**RECORDS TO PROCESS**

PR #2969, opened 2020-03-03
Change cull_idle to use GET /servers if not culling users

mriedem:
This changes the `cull_idle_servers` script such that if users
are not being culled (the default) and the `GET /servers` API
is available it uses that to get servers directly rather than
go through `GET /users` which could have a lot more records if
servers are being culled but users are not.

In our deployment we have ~50K users but only a couple hundred
servers and since `cull_idle_servers` runs on startup it makes
restarting our single jupyterhub pod instance quite slow:

```
[I 2020-02-27 13:32:07.798 JupyterHub log:174] 200 GET /hub/api/users (cull-idle@127.0.0.1) 1222100.09ms
```

There is a bit of refactoring in this change to have consistent
"log names" and to be graceful about `GET /servers` not being
available.

Closes issue #2954

### DIFF
--- a/docs/rest-api.yml
+++ b/docs/rest-api.yml
@@ -405,6 +405,16 @@ paths:
           description: The authenticated user's model is returned.
           schema:
             $ref: '#/definitions/User'
+  /servers:
+    get:
+      summary: List servers
+      responses:
+        '200':
+          description: The Hub's server list
+          schema:
+            type: array
+            items:
+              $ref: '#/definitions/Server'
   /groups:
     get:
       summary: List groups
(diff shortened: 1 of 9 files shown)


mriedem:
Note to reviewers: this is meant to build on pull #2962 so the only thing new in this change is the `cull_idle_servers.py` changes:

https://github.com/jupyterhub/jupyterhub/pull/2969/files#diff-7282c7cf243e8b33d617744112327cbc

mriedem:
As explained in pull #2962 this is not something we're going to use now since we're now running the hub-managed `cull-idle` service with `--cull-users`. We can follow up in issue #2954 with adding any server-side filtering logic to the `GET /users` API if we want to try and speed that up for large user data sets.

PR #2971, opened 2020-03-04
Merge pull request #2971 from mriedem/issues/2970-singleuser-version-logging

### LINKED ISSUE #2970: singleuser server version check spams the logs
**Describe the bug**

We have ~277 active single user servers in our deployment right now and on restart of the hub service we see this for each one:

> Mar 4 09:20:45 hub-7bccd48cd5-mp4fk hub [W 2020-03-04 15:20:45.996 JupyterHub _version:56] jupyterhub version 1.2.0dev != jupyterhub-singleuser version 1.1.0. This could cause failure to authenticate and result in redirect loops! 

My only complaint is that logging that per server is redundant and spams the logs. Can we just log that once per restart of the hub?

**To Reproduce**

Have the jupyterhub and jupyterhub-singleuser services at different minor versions.

**Expected behavior**

Just log the warning once since there is no user/server specific context in the message.

**Compute Information**
 - 1.2.0dev - we're running with a custom build based on b4391d0f796864a5b01167701d95eafce3ad987e so that we can pick up the performance fix for issue #2928.

mriedem:
If your jupyterhub and jupyterhub-singleuser instances
are running at different minor or greater versions a
warning gets logged per active server which can be a lot
when you have hundreds of active servers.

This adds a flag to that version mismatch logging logic
such that the warning is only logged once per hub/singleuser
per restart of the hub server.

Closes #2970

### DIFF
--- a/jupyterhub/_version.py
+++ b/jupyterhub/_version.py
@@ -18,6 +18,15 @@ version_info = (
 
 __version__ = ".".join(map(str, version_info[:3])) + ".".join(version_info[3:])
 
+# Singleton flag to only log the major/minor mismatch warning once.
+_version_mismatch_warning_logged = False
+
+
+def reset_globals():
+    """Used to reset globals between test cases."""
+    global _version_mismatch_warning_logged
+    _version_mismatch_warning_logged = False
+
 
 def _check_version(hub_version, singleuser_version, log):
     """Compare Hub and single-user server versions"""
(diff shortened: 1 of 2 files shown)


jupyterhub/_version.py
```diff
@@ -42,19 +51,26 @@ def _check_version(hub_version, singleuser_version, log):
...
+                do_log = False  # We already logged this warning so don't log it again.
+            else:
+                log_method = log.warning
+                extra = " This could cause failure to authenticate and result in redirect loops!"
+                _version_mismatch_warning_logged = True
+        if do_log:
+            log_method(
+                "jupyterhub version %s != jupyterhub-singleuser version %s." + extra,
+                hub_version,
+                singleuser_version,
```
mriedem: Tim mentioned that `singleuser_major_minor` could be different so only logging once per instance of this warning is probably too heavy so the flag should probably be based on `singleuser_major_minor` using a dict.

minrk: I think the dict is a good idea.

It's probably also good to change this to setting `log_method = log.debug` when it's been seen before, rather than `do_log = False`. Because as it is, if the version doesn't match and it's called for a second time, there's going to be an erroneous debug log saying that the version does match when it doesn't. Logging the mismatch every time at the debug level should still be fine.

mriedem: > Because as it is, if the version doesn't match and it's called for a second time, there's going to be an erroneous debug log saying that the version does match when it doesn't.

I think you might be looking at the nesting wrong here (it's kind of hard to see with the diff in github) but if `do_log` is False we don't log anything. The `else` block below that I think you're looking at is only logged if the versions match which is a different conditional above (L48) and if that is False we don't even have a `do_log` variable.

--

I'm a bit conflicted on what's being asked for direction now. I thought Tim was OK with not repeating the logging for redundant version mismatches as long as I fix this to log each mismatch once. But now it sounds like you (Min) would like me to log everything where the first mismatch for a particular version combination is at `warning` level and any redundancies thereafter are logged at `debug`, but I don't see what the redundant `debug` logging buys us.

minrk:
Sorry for making you wait! I had to step away for another project for a while. This looks AOK to me.

PR #2972, opened 2020-03-04
Update contributor docs

mriedem:
As a new contributor to jupyterhub it took awhile to get
up and running locally mainly because I didn't have sqlite
installed but also because I was flipping between README,
CONTRIBUTING and the actual contributing docs which are all
a little bit different.

This does a few things:

- Updates the contributor sphinx docs to mention that how
  one chooses to isolate their development environment is
  up to them with a link to the detailed forum thread on
  that topic.
- Updates the contributor sphinx docs to mention sqlite and
  database setup in general. While in here some trailing
  whitespaces are cleaned up.
- Leave a comment in CONTRIBUTING.md about the redundant
  information in the docs on getting a development environment
  setup. Long-term we should really get those merged so there
  is a single authoritative document on how to get a dev env
  setup for contributing to jupyterhub.
- Link to the jupyterhub gitter channel for asking questions.

### DIFF
--- a/CONTRIBUTING.md
+++ b/CONTRIBUTING.md
@@ -8,6 +8,12 @@ for a friendly and welcoming collaborative environment.
 
 ## Setting up a development environment
 
+<!--
+https://jupyterhub.readthedocs.io/en/stable/contributing/setup.html
+contains a lot of the same information. Should we merge the docs and
+just have this page link to that one?
+-->
+
 JupyterHub requires Python >= 3.5 and nodejs.
 
 As a Python project, a development install of JupyterHub follows standard practices for the basics (steps 1-2).
@@ -128,4 +134,4 @@ To read more about fixtures check out the
 [pytest docs](https://docs.pytest.org/en/latest/fixture.html)
 for how to use the existing fixtures, and how to create new ones.
 
-When in doubt, feel free to ask.
+When in doubt, feel free to [ask](https://gitter.im/jupyterhub/jupyterhub).
--- a/docs/source/contributing/setup.rst
+++ b/docs/source/contributing/setup.rst
@@ -8,7 +8,7 @@ System requirements
 ===================
 
 JupyterHub can only run on MacOS or Linux operating systems. If you are
-using Windows, we recommend using `VirtualBox <https://virtualbox.org>`_ 
+using Windows, we recommend using `VirtualBox <https://virtualbox.org>`_
 or a similar system to run `Ubuntu Linux <https://ubuntu.com>`_ for
 development.
 
@@ -18,7 +18,7 @@ Install Python
 JupyterHub is written in the `Python <https://python.org>`_ programming language, and
 requires you have at least version 3.5 installed locally. If you haven’t
 installed Python before, the recommended way to install it is to use
-`miniconda <https://conda.io/miniconda.html>`_. Remember to get the ‘Python 3’ version, 
+`miniconda <https://conda.io/miniconda.html>`_. Remember to get the ‘Python 3’ version,
 and **not** the ‘Python 2’ version!
 
 Install nodejs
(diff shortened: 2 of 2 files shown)


betatim:
One question: I thought that sqlite was shipped as part of Python or listed as a dependency of the respective python package (conda, apt, etc). Is that true or have I just been lucky that it always got installed because of something else?

In case it is a pitfall on a particular OS/setup we could add an explicit mention of that in the note. "woah look out on XXX you will have to do this! On other platforms you might have to do this."

Otherwise LGTM

minrk:
Thanks for the improvements! As @betatim mentioned, let's leave out the sqlite3 install step. That should ~never be required.

mriedem:
> One question: I thought that sqlite was shipped as part of Python or listed as a dependency of the respective python package (conda, apt, etc). Is that true or have I just been lucky that it always got installed because of something else?
> 
> In case it is a pitfall on a particular OS/setup we could add an explicit mention of that in the note. "woah look out on XXX you will have to do this! On other platforms you might have to do this."
> 
> Otherwise LGTM

Not as far as I know, and it would seem weird to me if the ubuntu python package required sqlite since that could set a weird precedent, e.g. assuming the backend DB that people are going to use with their python apps.

I'm technically using lubuntu 18.04 so maybe it is a difference in the default binaries installed between lubuntu and for example ubuntu desktop or server but I think either way it's worthwhile to mention that you should make sure to install the native binary for the default database in the hub.

rkdarst:
isn't Ubuntu `sqlite3` just the command line utility?  If it did depend on anything, it should be `libsqlite3-0`, since "all" usage is embedded by linking to the library.  But most likely, it's embedded within Python itself.  I just did a test: `strace -e file -o strace python3 -c 'import sqlite3'`, and I see it loads from `/usr/lib/python3.7/lib-dynload/_sqlite3.cpython-37m-x86_64-linux-gnu.so` which is in the `libpython3.7-stdlib` package.  I see it also loads my system one, maybe it also tries that in case it's useful.

Anyway, I always have the command line utility installed too, since it's useful.  But probably almost never a dependency.

... all the above is untested, and could be wrong.

docs/source/contributing/setup.rst
```diff
@@ -93,21 +99,33 @@ happen.
...
-5. Install the development version of JupyterHub. This lets you edit
+5. Setup a database.
+
+   The default database is ``sqlite`` so if you are just trying
+   to get up and running quickly for local development remember to install
+   the native package for your distribution, for example on Ubuntu:
+
+   .. code:: bash
+
+      sudo apt-get install sqlite3
```
mriedem: Should I just remove this part starting with the "for example..."? The "install the native package for your distribution" is generic enough I think.

manics:
The `sqlite3` Python module has been part of the standard Python library since 2.5:
https://docs.python.org/2.7/library/sqlite3.html

Did you run into problems when the CLI `sqlite3` wasn't installed?

manics:
I've just verified that it's possible to import the Python module without the CLI being present:
```
$ podman run -it --rm python:3.8.2-alpine sqlite3 --help
Error: executable file not found in $PATH: No such file or directory: OCI runtime command not found error
```
```
$ podman run -it --rm python:3.8.2-alpine python -c 'import sqlite3; print(sqlite3.__file__)'
/usr/local/lib/python3.8/sqlite3/__init__.py
```

mriedem:
> The `sqlite3` Python module has been part of the standard Python library since 2.5 (I have to admit I wasn't aware of that either!):
> https://docs.python.org/2.7/library/sqlite3.html

Me neither. 😃 

> Did you run into problems when the CLI `sqlite3` wasn't installed?

To be honest I was running into a few problems with my initial attempt at setting up a development environment, probably because I wasn't starting within a virtual environment and was installing everything globally into my dev VM.

I can try removing the `sqlite3` package and see if I have any issues running the tests.

mriedem:
> I can try removing the `sqlite3` package and see if I have any issues running the tests.

OK yeah that made no difference in running the tests or starting up `jupyterhub` without any `jupyterhub_config.py` file in the project root directory. I also renamed the `jupyterhub.sqlite` file that I had before restarting the service and a new one was created.

Note that I had to do both of the above in the virtualenv I created since that's where all of the jupyterhub dependencies are now installed on my VM.

docs/source/contributing/setup.rst
mriedem: Just as an FYI this is what I have installed now for lubuntu 18.04 (and I think these were part of the base image I used to create this VM):

```
$ dpkg -l | grep sqlite
ii  libsqlite0                             2.8.17-14fakesync1                              amd64        SQLite 2 shared library
ii  libsqlite3-0:amd64                     3.22.0-1ubuntu0.2                               amd64        SQLite 3 shared library
ii  libsqlite3-dev:amd64                   3.22.0-1ubuntu0.2                               amd64        SQLite 3 development files
```

CONTRIBUTING.md
```diff
@@ -8,6 +8,12 @@ for a friendly and welcoming collaborative environment.
 
 ## Setting up a development environment
 
+<!--
```
willingc: Feel free to add a link here to the Documentation hosted on RTD. I could see this `CONTRIBUTING.md` being minimal docs targeted for experienced developers where the more thorough docs could be on RTD.

PR #2978, opened 2020-03-10
SpawnHandler POST with user form options displays the spawn-pending page

danlester:
Previous behavior: 

If there is no form for user options before spawning, SpawnHandler in GET kicks off the spawning and then redirects to the /spawn-pending/ page to show the user the progress stream.

If there is a form, SpawnHandler in POST starts the spawn but then just awaits its finish before redirecting to the hopefully-running server. It doesn’t go via /spawn-pending/ in this case.

New behavior:

spawn-pending is displayed in both cases, whether a user options form was involved or not.

### DIFF
--- a/jupyterhub/handlers/pages.py
+++ b/jupyterhub/handlers/pages.py
@@ -151,17 +151,7 @@ class SpawnHandler(BaseHandler):
 
         spawner = user.spawners[server_name]
 
-        # resolve `?next=...`, falling back on the spawn-pending url
-        # must not be /user/server for named servers,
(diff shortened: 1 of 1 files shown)


meeseeksmachine:

https://discourse.jupyter.org/t/why-does-spawner-not-go-via-spawn-pending-when-there-are-options-from-form/3546/2

minrk:
Thanks for the PR! If you run `black` in the repo to autoformat the code, everything should be happy and we can merge.

danlester:
Oh yes, black has been run now. Thank you!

**WORK ORDER**
Restate exactly, and only, the line containing "the spawn-pending url" together with all lines after it to the end of the material.

**OUTPUT BELOW**
-        # resolve `?next=...`, falling back on the spawn-pending url
-        # must not be /user/server for named servers,
(diff shortened: 1 of 1 files shown)


meeseeksmachine:

https://discourse.jupyter.org/t/why-does-spawner-not-go-via-spawn-pending-when-there-are-options-from-form/3546/2

minrk:
Thanks for the PR! If you run `black` in the repo to autoformat the code, everything should be happy and we can merge.

danlester:
Oh yes, black has been run now. Thank you!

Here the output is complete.